At least one American is guaranteed a spot in the quarterfinals, because Paul’s next opponent is unseeded Ben Shelton, a 20-year-old from Florida. Shelton advanced Friday by defeating Aslan Karatsev of Russia 6-4, 3-6, 6-2, 6-0 with the help of 26 aces — and one serve at 147 mph (237 kph), the fastest hit by anyone in the tournament.

“He’s a guy who has every shot in the book. A great athlete. Great mover. Amazing defensive skills, but can also play offense. He’s a really savvy tennis player. He uses his brain a lot on court to beat his opponent,” Shelton said about Paul. “I have some … similar qualities.”

Paul beat Shelton when they met in the Australian Open quarterfinals in January; they teamed up in doubles at the Miami Open two months later.

Also into the fourth round are No. 9 seed Taylor Fritz, a 25-year-old from California, and No. 10 Frances Tiafoe, a 25-year-old from Maryland. Fritz overwhelmed Czech qualifier Jakub Mensik, who turned 18 on Friday, 6-1, 6-2, 6-0; Tiafoe was a 4-6, 6-2, 6-3, 7-6 (6) winner against No. 22 Adrian Mannarino of France.

A fifth U.S. man can join them when wild-card entry Michael Mmoh plays Jack Draper of Britain on Saturday.

“This is a group that had a lot of ability. Always had a lot of talent. Guys were doing really well in their age groups growing up. We competed against each other in big matches, juniors, Futures, Challengers. Now we’re at the top of the game,” said Tiafoe, who now plays 110th-ranked Rinky Hijikata, a 22-year-old wild-card entry from Australia. “You see guys do certain things, it makes you believe it, right? The guys you grew up with, rubbed shoulders with and stuff — you see them do well, you’re like, ‘Wow, if this guy is doing it, what’s wrong with me? Why can’t I do it?’ It’s kind of a domino effect.”

Tiafoe reached his first Grand Slam semifinal at the U.S. Open a year ago — beating Rafael Nadal before losing to eventual champion Carlos Alcaraz — and is the first man from the United States to get to the fourth round in New York for four consecutive years since Andre Agassi in 2002-05.

Tiafoe was not exactly in fine form ahead of his return: He lost three of four matches on hard courts leading into this U.S. Open.

Not that he cares about that now.

“The summer’s irrelevant,” Tiafoe said. “It’s all about this tournament, honestly.”

The Ashe schedule at night featured Coco Gauff vs. Elise Mertens, followed by 23-time major champion Novak Djokovic vs. Laslo Djere.
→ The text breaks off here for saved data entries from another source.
PR #279, opened 2015-04-29
gcc-4.8: Fix Linux portability problems

stuarteberg:
**Edit:** This thread is getting long, so I'll try to keep an up-to-date summary at the top here.

**\<tl;dr\>**Without this patch, the `gcc` package is worthless on nearly all Linux distros.  But with this patch, it works on all non-ancient Linux distros.**\</tl;dr\>**

**\<SUMMARY\>**

Conda's `gcc` package was built on CentOS 5.11, and only works on that distro.  However, we can make it work on more distros by adding a `post-link.sh` file.

In this PR, `post-link.sh` does three important things:

1. Remove the headers generated by gcc's "fixincludes" build step.  They were made specifically for CentOS 5.11, and don't work elsewhere.  If your target OS already has ANSI-compliant libc headers, you don't need the extra "fixed" headers provided by gcc.  (On newer Linux distros, this seems to be the case.)
2. Help gcc locate the system libc headers by adding an `-I` flag to the default gcc flags (via a `specs` file).
3.  Help gcc locate certain system libc object files (e.g. `crt1.o`) by creating some symlinks to them.

Also, `post-link.sh` has the following features:

I. If you are installing onto OSX, do nothing (`post-link.sh` is a no-op).
II. If you are installing onto the **same OS** that was used to create the `gcc` package, do nothing. (Here, the definition of "same OS" means: compare the output of `cat /etc/*-release` at build-time and install-time.)
III. In interest of "failing early" if you're trying this `gcc` package on a system that just can't use it, the `post-link.sh` script compiles a "Hello World" program at install time.  If something is broken, running `conda install gcc` will simply fail.

*Without* this PR, the `gcc` package is basically non-portable across Linux distros.

It's true: even *with* this PR, we still can't support *every* Linux distro under the sun, but at least now we can support a lot more.  And thanks to item `II` above, you can always just build the `gcc` recipe yourself (in which case `post-link.sh` becomes a no-op).  This means the Anaconda build server won't be affected by these changes.

(Sadly, if your Linux distro is so old that it has "bad" libc headers, even this PR can't help you.  In that case your only option is to build gcc yourself, or obtain it through other means.)

Good news! You can try this PR on own system without needing to build gcc yourself:

    conda install -c stuarteberg gcc=4.8.4.99

That package is known to work on the following distros:
- CentOS 5.11
- CentOS 6.3
- CentOS 6.6
- Fedora 20
- Ubuntu 12.04
- Ubuntu 14.04
- Archlinux

**\</SUMMARY\>**

----
This PR attempts to fix the issue described on the mailing list here:
https://groups.google.com/a/continuum.io/d/msg/conda/HwUazgD-hJ0/aofO0vD-MhcJ

To summarize:
- The gcc build scripts run a step called "fixincludes" which generates custom versions of several system header files.
- Those files are compatible ONLY with the system gcc was built on, so including them in the gcc package makes the gcc binary non-portable to other systems.
- Apparently, many Linux distros simply remove these "fixed" headers as a workaround for this problem.  (See http://ewontfix.com/12).  This PR does the same.
- As long as the target system has ANSI-compatible headers (which don't use C language syntax that gcc doesn't support yet), it should be okay to omit the "fixed" versions.

----
**Update:** As described below, now this PR also address two other portability issues: locating system headers and locating system libc code on various distros.


asmeurer:
Should this also run on OS X? If not, add an if statement to the script.

asmeurer:
What is the best way to test this?

stuarteberg:
>Should this also run on OS X? If not, add an if statement to the script.

After some testing on Mac OS 10.10, apparently not.  (I'll update the patch.)  The only "fixed" header is stdint.h, and it doesn't seem to cause compilation errors on the programs I've tried so far.

On a different point, the conda gcc package doesn't work out-of-the-box on Mac OS X.  (It doesn't know where to find the system headers.)  I'll open a separate issue for that later.

>What is the best way to test this?

Well, ideally, we'd just try compiling a big stack (all of the default Anaconda packages?) on multiple Linux distributions.  If nothing seems to break, I guess we're good to go.

stuarteberg:
>Should this also run on OS X? If not, add an if statement to the script.

Done.

BTW, I was wrong about this Mac issue I mentioned above:

>On a different point, the conda gcc package doesn't work out-of-the-box on Mac OS X. (It doesn't know where to find the system headers.) I'll open a separate issue for that later.

The Mac I borrowed for this testing had XCode installed, but didn't have the "xcode command-line developer tools".  Running `xcode-select --install` fixed my build issues

I suppose it would be possible to help boneheads like me by running a post-install script that verifies the command-line tools are installed, but it's probably not necessary -- most devs have them installed already. Also, verifying that they are installed is [not simple](http://stackoverflow.com/q/15371925/162094).

asmeurer:
It was not my intention for gcc to depend on the developer tools. Requiring them (almost) defeats the purpose. What error did you get? According to `conda inspect linkages gcc`, gcc linkages against the system packages `libSystem.B.dylib`, `libgcc_s.1.dylib` and `libiconv.2.dylib` (all in `/usr/lib/`). I suppose `libgcc_s.1.dylib` is the issue. I didn't realize that it would not be installed unless you have the developer tools installed. Or was it another issue?

stuarteberg:
Just to clarify, I'm not reporting a problem with using the `gcc` or `libgcc` package as a **runtime** dependency for pre-built binaries.  As far as I know, they work just fine for that purpose.  I'm interested in using the `gcc` package as my main compiler, for building my own packages from source.

The problem I ran into is that gcc doesn't know where to find the libc headers (e.g. `wchar.h`, `math.h`, etc.).  I think the headers aren't even installed by default (most users would never need them).  If you install XCode, then you'll get a copy, but they're buried inside the XCode package in an SDK directory:

```
$ export SDK_DIR=`xcrun --show-sdk-path`
$ echo $SDK_DIR
/Applications/Xcode.app/Contents/Developer/Platforms/MacOSX.platform/Developer/SDKs/MacOSX10.10.sdk
$ ls $SDK_DIR/usr/include/std*.h
/Applications/Xcode.app/Contents/Developer/Platforms/MacOSX.platform/Developer/SDKs/MacOSX10.10.sdk/usr/include/stdbool.h
/Applications/Xcode.app/Contents/Developer/Platforms/MacOSX.platform/Developer/SDKs/MacOSX10.10.sdk/usr/include/stddef.h
/Applications/Xcode.app/Contents/Developer/Platforms/MacOSX.platform/Developer/SDKs/MacOSX10.10.sdk/usr/include/stdint.h
/Applications/Xcode.app/Contents/Developer/Platforms/MacOSX.platform/Developer/SDKs/MacOSX10.10.sdk/usr/include/stdio.h
/Applications/Xcode.app/Contents/Developer/Platforms/MacOSX.platform/Developer/SDKs/MacOSX10.10.sdk/usr/include/stdlib.h
```

gcc doesn't know about this directory.  But if you install the "Xcode command-line tools", then all the standard headers are copied into `/usr/include`, which gcc DOES know about.

```
$ xcode-select --install
$ ls /usr/include/std*.h
/usr/include/stdbool.h	/usr/include/stddef.h	/usr/include/stdint.h	/usr/include/stdio.h	/usr/include/stdlib.h
```

(Actually, the headers were only part of the problem.  If I provided the headers via `-I/$SDK_DIR/usr/include`, other things, like `crt1.o` were also missing.  Installing the command-line tools fixed that, too.)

Earlier, defending women’s champion Iga Swiatek raised her 6-0 set total this season to 19 by eliminating her good friend Kaja Juvan 6-0, 6-1 in 49 minutes with an edge of 21-2 — that’s not a typo — in winners; 2018 Australian Open winner Caroline Wozniacki continued her comeback after 3 1/2 years in retirement by defeating Jennifer Brady 4-6, 6-3, 6-1; and French Open runner-up Karolina Muchova got past Taylor Townsend 7-6 (0), 6-3.

Entering the 2022 U.S. Open, Paul never had won a match at the place. Then he claimed a pair of five-setters before bowing out in the third round against runner-up Casper Ruud.
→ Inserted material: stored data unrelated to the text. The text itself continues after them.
PR #282, opened 2015-05-02
Update mercurial to 3.4

ngoldbaum:
2.7 is almost two years old at this point, so let's upgrade to the latest and greatest.

http://mercurial.selenic.com/wiki/WhatsNew
http://mercurial.selenic.com/wiki/UpgradingMercurial


ccordoba12:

“Normally when I’m done with tournaments, I don’t watch anymore,” said Paul, who signed his initials on one fan’s head Friday. “But ‘Foe’ is pretty much my favorite player to turn on and watch, so I couldn’t not tune in and watch it. … It not only brings confidence to him but also to us, because we all know that we can play at that level, too.”
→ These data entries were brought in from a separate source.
PR #283, opened 2015-05-04
Add recipe for coursera-dl

hargup:
[Coursera-dl](https://github.com/coursera-dl/coursera) is a popular tool to download course content from coursera.org courses.

### DIFF
--- a/coursera-dl/meta.yaml
+++ b/coursera-dl/meta.yaml
@@ -1,0 +1,68 @@
+package:
+  name: coursera-dl
+  version: "3.1.1"
+
+source:
+  fn: coursera-dl-3.1.1.tar.gz
+  url: https://pypi.python.org/packages/source/c/coursera-dl/coursera-dl-3.1.1.tar.gz
+  md5: c2a5089ee5b78874f1f4a9519fb115a8
+#  patches:
+   # List any patch files here
+   # - fix.patch
+
+build:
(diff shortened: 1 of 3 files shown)


coursera-dl/meta.yaml
```diff
@@ -0,0 +1,68 @@
...
+
+  # If this is a new build for the same version, increment the build
+  # number. If you do not include this key, it defaults to 0.
+  # number: 1
+
+requirements:
+  build:
+    - python
+    - setuptools
+    - beautifulsoup4
```
ccordoba12: This package is called `beautiful-soup` in conda

coursera-dl/meta.yaml
```diff
@@ -0,0 +1,68 @@
...
+    - mechanize
```
ccordoba12: `mechanize` doesn't exist in `conda-recipes`, so you'd need a recipe for it too.

coursera-dl/meta.yaml
```diff
@@ -0,0 +1,68 @@
...
+    - argparse
```
ccordoba12: `argparse` is part of the standard library in Python 2.7, 3.3 and 3.4. So please remove this dependency.

groutr: or make it a dependency only for Python 2.6 with `- argparse     [py26]`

Sure enough, at the next major tournament, the Australian Open, Paul produced his own breakthrough by making it to the semifinals before losing to Djokovic.

“There is very healthy competition amongst all of us,” Paul said about the U.S. contingent. “I mean, in no way would I say jealousy between us. We push each other with results or in practice.”